───── Data to process

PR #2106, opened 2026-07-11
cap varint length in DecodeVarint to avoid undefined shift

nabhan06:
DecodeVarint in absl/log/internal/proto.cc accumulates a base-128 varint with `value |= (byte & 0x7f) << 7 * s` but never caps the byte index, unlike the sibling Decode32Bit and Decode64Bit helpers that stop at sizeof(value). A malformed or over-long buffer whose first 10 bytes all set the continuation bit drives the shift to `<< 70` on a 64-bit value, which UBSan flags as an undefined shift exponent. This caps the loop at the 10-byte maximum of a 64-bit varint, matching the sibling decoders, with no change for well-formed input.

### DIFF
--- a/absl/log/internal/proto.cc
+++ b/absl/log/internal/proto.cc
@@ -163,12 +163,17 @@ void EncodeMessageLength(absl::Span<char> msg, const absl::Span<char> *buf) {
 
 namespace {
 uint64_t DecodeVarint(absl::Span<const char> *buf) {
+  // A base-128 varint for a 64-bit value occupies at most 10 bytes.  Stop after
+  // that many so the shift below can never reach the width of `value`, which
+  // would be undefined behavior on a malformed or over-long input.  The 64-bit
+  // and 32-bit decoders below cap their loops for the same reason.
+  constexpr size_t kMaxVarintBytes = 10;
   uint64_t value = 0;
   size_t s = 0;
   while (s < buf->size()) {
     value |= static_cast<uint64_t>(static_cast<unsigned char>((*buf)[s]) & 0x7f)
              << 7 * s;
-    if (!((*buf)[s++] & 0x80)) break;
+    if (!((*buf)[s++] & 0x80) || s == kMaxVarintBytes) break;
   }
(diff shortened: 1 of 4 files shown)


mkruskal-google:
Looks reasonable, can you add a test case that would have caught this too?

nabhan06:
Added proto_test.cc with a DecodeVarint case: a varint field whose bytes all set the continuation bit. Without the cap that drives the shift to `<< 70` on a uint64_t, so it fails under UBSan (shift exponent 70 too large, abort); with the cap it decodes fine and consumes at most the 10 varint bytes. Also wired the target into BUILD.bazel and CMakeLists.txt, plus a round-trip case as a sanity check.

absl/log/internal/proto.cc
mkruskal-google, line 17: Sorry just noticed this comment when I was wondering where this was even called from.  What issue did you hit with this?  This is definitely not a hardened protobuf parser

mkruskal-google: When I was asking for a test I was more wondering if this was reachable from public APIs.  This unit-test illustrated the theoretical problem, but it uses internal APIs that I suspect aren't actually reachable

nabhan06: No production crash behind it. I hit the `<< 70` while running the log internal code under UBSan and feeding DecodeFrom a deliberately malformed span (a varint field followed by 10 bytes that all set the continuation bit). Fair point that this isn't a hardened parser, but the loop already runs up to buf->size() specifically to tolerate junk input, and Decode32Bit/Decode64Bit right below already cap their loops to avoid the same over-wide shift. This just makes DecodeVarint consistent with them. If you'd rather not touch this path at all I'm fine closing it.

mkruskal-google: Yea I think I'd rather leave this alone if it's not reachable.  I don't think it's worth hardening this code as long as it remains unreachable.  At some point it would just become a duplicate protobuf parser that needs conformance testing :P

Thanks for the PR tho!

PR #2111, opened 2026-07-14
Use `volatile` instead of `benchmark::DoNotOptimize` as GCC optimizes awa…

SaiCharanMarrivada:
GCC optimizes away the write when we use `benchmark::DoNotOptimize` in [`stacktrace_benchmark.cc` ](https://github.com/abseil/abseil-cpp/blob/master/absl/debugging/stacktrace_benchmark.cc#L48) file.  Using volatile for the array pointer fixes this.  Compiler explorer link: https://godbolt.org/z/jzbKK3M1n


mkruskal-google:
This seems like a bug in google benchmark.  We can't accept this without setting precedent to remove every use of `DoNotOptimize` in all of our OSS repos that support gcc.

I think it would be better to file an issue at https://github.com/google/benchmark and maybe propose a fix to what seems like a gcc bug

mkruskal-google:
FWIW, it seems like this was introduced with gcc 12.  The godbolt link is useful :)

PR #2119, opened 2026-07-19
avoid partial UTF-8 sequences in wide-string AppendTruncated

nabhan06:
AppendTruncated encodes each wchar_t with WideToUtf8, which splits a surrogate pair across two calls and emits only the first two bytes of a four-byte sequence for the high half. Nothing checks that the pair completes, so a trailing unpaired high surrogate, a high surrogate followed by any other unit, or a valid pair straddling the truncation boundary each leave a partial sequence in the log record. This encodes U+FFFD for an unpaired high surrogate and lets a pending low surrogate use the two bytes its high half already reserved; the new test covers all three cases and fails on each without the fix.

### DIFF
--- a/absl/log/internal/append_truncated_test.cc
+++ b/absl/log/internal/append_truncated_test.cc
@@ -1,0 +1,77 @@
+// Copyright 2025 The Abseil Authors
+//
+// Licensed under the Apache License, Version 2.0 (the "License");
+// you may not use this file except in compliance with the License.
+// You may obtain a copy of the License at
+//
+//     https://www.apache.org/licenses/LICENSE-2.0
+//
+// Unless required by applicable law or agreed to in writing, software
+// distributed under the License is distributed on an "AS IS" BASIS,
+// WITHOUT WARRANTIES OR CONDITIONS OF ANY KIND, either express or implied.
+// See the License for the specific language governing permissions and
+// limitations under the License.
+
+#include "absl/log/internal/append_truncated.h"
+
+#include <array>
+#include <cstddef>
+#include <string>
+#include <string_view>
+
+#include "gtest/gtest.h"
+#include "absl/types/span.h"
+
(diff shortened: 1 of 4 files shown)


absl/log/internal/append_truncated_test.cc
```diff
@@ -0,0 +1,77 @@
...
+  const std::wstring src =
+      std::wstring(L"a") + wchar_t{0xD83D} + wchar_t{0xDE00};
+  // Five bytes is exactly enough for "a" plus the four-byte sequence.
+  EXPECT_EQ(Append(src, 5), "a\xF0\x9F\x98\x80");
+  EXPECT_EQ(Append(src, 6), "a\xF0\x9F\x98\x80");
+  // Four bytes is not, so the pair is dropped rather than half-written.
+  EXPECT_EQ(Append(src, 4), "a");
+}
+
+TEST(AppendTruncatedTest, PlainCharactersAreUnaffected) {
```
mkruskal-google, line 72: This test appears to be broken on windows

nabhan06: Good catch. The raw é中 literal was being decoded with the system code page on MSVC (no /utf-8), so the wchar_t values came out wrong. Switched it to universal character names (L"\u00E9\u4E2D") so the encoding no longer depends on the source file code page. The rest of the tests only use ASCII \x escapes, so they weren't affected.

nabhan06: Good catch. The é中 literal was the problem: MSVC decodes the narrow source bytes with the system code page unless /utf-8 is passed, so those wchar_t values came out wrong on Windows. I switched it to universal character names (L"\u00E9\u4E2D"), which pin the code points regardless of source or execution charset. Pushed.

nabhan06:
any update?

──────────
───── Data to process

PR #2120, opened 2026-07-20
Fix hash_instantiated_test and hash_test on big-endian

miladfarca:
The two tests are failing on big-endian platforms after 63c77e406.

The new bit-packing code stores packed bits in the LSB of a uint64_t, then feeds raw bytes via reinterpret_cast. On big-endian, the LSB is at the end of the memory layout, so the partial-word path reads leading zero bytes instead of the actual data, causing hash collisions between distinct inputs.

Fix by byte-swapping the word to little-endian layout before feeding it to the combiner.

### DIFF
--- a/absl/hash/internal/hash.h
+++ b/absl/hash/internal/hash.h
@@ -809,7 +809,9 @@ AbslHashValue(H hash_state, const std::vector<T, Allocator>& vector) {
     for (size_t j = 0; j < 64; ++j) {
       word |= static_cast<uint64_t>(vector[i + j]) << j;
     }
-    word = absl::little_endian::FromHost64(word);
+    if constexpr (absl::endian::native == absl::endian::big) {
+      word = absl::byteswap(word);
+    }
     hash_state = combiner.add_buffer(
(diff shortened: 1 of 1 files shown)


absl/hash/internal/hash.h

──────────

* _What the exercise asks_: Provide only the number of lines in the entries that hold the word "never".

* _Answer for the task_: 2